Find how many lines in the data below include the word "total", then write only that number.
-------- RECORDS FOR THIS EXERCISE --------
PR #1157, opened 2020-01-29
fix(ts): action can be an async function

prokopsimek:
Since we can use `parseAsync` for async functions so the action can be asynchronous.

related to https://github.com/tj/commander.js/issues/806

# Pull Request

## Problem
```
Promise returned in function argument where a void return was expected.eslint(@typescript-eslint/no-misused-promises)
```

## Solution
add `Promise<void>` to the action argument

- TypeScript typings

### DIFF
--- a/typings/commander-tests.ts
+++ b/typings/commander-tests.ts
@@ -45,6 +45,14 @@ function increaseVerbosity(v: any, total: number) {
     return total + 1;
 }
 
+function syncCall() {
+    console.log("Sync success!");
+}
+
+async function asyncCall() {
+    return;
+}
+
 program
     .version('0.0.1')
     .usage('[options] <file ...>')
@@ -111,7 +119,11 @@ program
 
 program
     .command("name1", "description")
-    .command("name2", "description", { isDefault:true })
+    .command("name2", "description", { isDefault:true });
+
+program
+    .command("name3").action(syncCall)
+    .command("name4").action(asyncCall);
 
 program
     .exitOverride();
--- a/typings/index.d.ts
+++ b/typings/index.d.ts
@@ -115,7 +115,7 @@ declare namespace commander {
      *
      * @returns Command for chaining
      */
-    action(fn: (...args: any[]) => void): Command;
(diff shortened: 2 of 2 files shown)


shadowspawn:
Thanks.

Would you like to add an example usage to `typings/commander-tests.ts`? (This file is compiled to check for errors, but not run.)

prokopsimek:
@shadowspawn Hi, I'll add the test tomorrow :)

typings/commander-tests.ts
```diff
@@ -45,6 +45,16 @@ function increaseVerbosity(v: any, total: number) {
     return total + 1;
 }
 
+function syncCall() {
```
shadowspawn: Sync has void return? 😄

prokopsimek: Exactly .)

typings/commander-tests.ts
```diff
@@ -112,6 +122,8 @@ program
 program
     .command("name1", "description")
     .command("name2", "description", { isDefault:true })
+    .command("name3", "description").action(syncCall)
```
shadowspawn: Commands with action handlers should not supply description. Which we can not enforce with typing, sadly! I like adding it here as name3, name4 though. But name 3 and name 4 need to be added to program alone. e.g.
```
program
  .command("name3)
  .action(syncCall);
```

prokopsimek: thanks! :) Fixed

shadowspawn:
Thanks @prokopsimek 
We have changes for a v5 underway, but I am thinking we will release this in a v4 patch too as was not as intended ( I missed the TypeScript changes to the action parameter when adding .parseAsync()).

shadowspawn:
To confirm the nature of the fix, this PR resolves an eslint error, rather than a TypeScript error?

(I am having difficulty reproducing the error condition myself.)

shadowspawn:
This has been released:
https://github.com/tj/commander.js/releases/tag/v4.1.1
--------
TASK OUTPUT: 4